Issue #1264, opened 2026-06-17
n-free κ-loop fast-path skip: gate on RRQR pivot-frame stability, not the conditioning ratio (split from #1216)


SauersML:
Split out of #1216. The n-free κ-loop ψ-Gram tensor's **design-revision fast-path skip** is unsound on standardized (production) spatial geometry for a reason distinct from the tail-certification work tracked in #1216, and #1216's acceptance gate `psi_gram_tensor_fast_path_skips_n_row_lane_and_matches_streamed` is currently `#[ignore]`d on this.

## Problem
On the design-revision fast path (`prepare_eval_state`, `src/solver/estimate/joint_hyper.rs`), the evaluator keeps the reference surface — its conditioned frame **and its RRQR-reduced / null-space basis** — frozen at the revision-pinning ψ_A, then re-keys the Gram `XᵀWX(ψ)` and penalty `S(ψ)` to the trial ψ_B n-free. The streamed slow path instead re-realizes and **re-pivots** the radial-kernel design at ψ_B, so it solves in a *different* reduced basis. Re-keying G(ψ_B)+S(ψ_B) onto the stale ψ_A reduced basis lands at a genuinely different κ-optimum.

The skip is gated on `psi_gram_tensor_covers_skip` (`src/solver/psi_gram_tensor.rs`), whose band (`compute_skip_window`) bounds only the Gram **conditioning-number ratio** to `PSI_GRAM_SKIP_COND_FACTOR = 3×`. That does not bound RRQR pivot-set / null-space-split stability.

* _Exercise directions_
Every line of the data above should be reproduced word for word.

* _Exercise answer_
Issue #1264, opened 2026-06-17
n-free κ-loop fast-path skip: gate on RRQR pivot-frame stability, not the conditioning ratio (split from #1216)


SauersML:
Split out of #1216. The n-free κ-loop ψ-Gram tensor's **design-revision fast-path skip** is unsound on standardized (production) spatial geometry for a reason distinct from the tail-certification work tracked in #1216, and #1216's acceptance gate `psi_gram_tensor_fast_path_skips_n_row_lane_and_matches_streamed` is currently `#[ignore]`d on this.

## Problem
On the design-revision fast path (`prepare_eval_state`, `src/solver/estimate/joint_hyper.rs`), the evaluator keeps the reference surface — its conditioned frame **and its RRQR-reduced / null-space basis** — frozen at the revision-pinning ψ_A, then re-keys the Gram `XᵀWX(ψ)` and penalty `S(ψ)` to the trial ψ_B n-free. The streamed slow path instead re-realizes and **re-pivots** the radial-kernel design at ψ_B, so it solves in a *different* reduced basis. Re-keying G(ψ_B)+S(ψ_B) onto the stale ψ_A reduced basis lands at a genuinely different κ-optimum.

The skip is gated on `psi_gram_tensor_covers_skip` (`src/solver/psi_gram_tensor.rs`), whose band (`compute_skip_window`) bounds only the Gram **conditioning-number ratio** to `PSI_GRAM_SKIP_COND_FACTOR = 3×`. That does not bound RRQR pivot-set / null-space-split stability.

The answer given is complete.